There's plenty that could be done as a public service, but we have to be careful we don't make it a chain gang type of operation, we have plenty of prisoners we could use for that.


----------



## Purple (24 Jun 2010)

I agree Latrade.


----------



## Chocks away (24 Jun 2010)

Was at a village in Kerry earlier this week and (unemployed) volunteers were painting the outsides of old houses that had been neglected. Also weeding, planting and watering communal flowers. These people 'worked' about 19 hours per week and their unemployment money was the reward. I spoke to a few. They were enthusiastic and civilly minded and realised that the work that they were doing was important to the village and also for their own mental wellbeing. A great idea according to all.


----------



## Complainer (24 Jun 2010)

Chocks away said:


> A great idea according to all.


Did you ask the local painters/decorators what they thought of the idea?


----------



## Leper (25 Jun 2010)

I don't agree with the thought in principle, however I could be persuaded somewhat if the entire (and I mean entire) members of the unemployed would be subject to the exact same rules.

Let's face it, any of the more intelligent posters here know that its the Joe Soaps would be doing the community work and not the darlings of the boom.

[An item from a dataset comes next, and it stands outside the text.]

PR #33, opened 2023-10-30
Patch Envelopes: Flatten ZInfoPatchEnvelopeUsage and remove opaque status

uncleDecart:
Before submitting PR with Patch Envelopes status I'm opening one for EVE API to flatten `ZInfoPatchEnvelopeUsage` and remove Opaque Status since it's duplication of AppInstMetadata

Just last week there were discussions concerning people being removed from the Social Welfare payments if they refused PAID jobs. I would love to see some Yuppie unemployed person working in a Take-Away on (or on lessthan) the minimum wage.

But, some of you guys believe you will never see a poor day . . . Then we will see who has chips on their shoulders.


----------



## Firefly (25 Jun 2010)

Complainer said:


> Did you ask the local painters/decorators what they thought of the idea?


 
I'd imagine they're happy. The volunteers were painting neglected houses and weeding communal flowers - this work was obviouisly not being done anyway. The result will be an overall lift to the village and who knows, the other inhabitants might take more pride in their area and contact a painter/decorator to get their own house painted.


----------



## callybags (25 Jun 2010)

Leper said:


> I don't agree with the thought in principle, however I could be persuaded somewhat if the entire (and I mean entire) members of the unemployed would be subject to the exact same rules.
> 
> Let's face it, any of the more intelligent posters here know that its the Joe Soaps would be doing the community work and not the darlings of the boom.
> 
> ...


 
What a nasty, bitter post.


----------



## Complainer (25 Jun 2010)

Firefly said:


> I'd imagine they're happy. The volunteers were painting neglected houses and weeding communal flowers - this work was obviouisly not being done anyway. The result will be an overall lift to the village and who knows, the other inhabitants might take more pride in their area and contact a painter/decorator to get their own house painted.


I'd imagine they are not happy. They've certainly lost potential business, and if people are getting work done for free, this will drive down rates for other jobs. Why should one person be getting the dole for painting (simply because they've had the misfortune to lose their job) and another person is getting commercial rates for the same work?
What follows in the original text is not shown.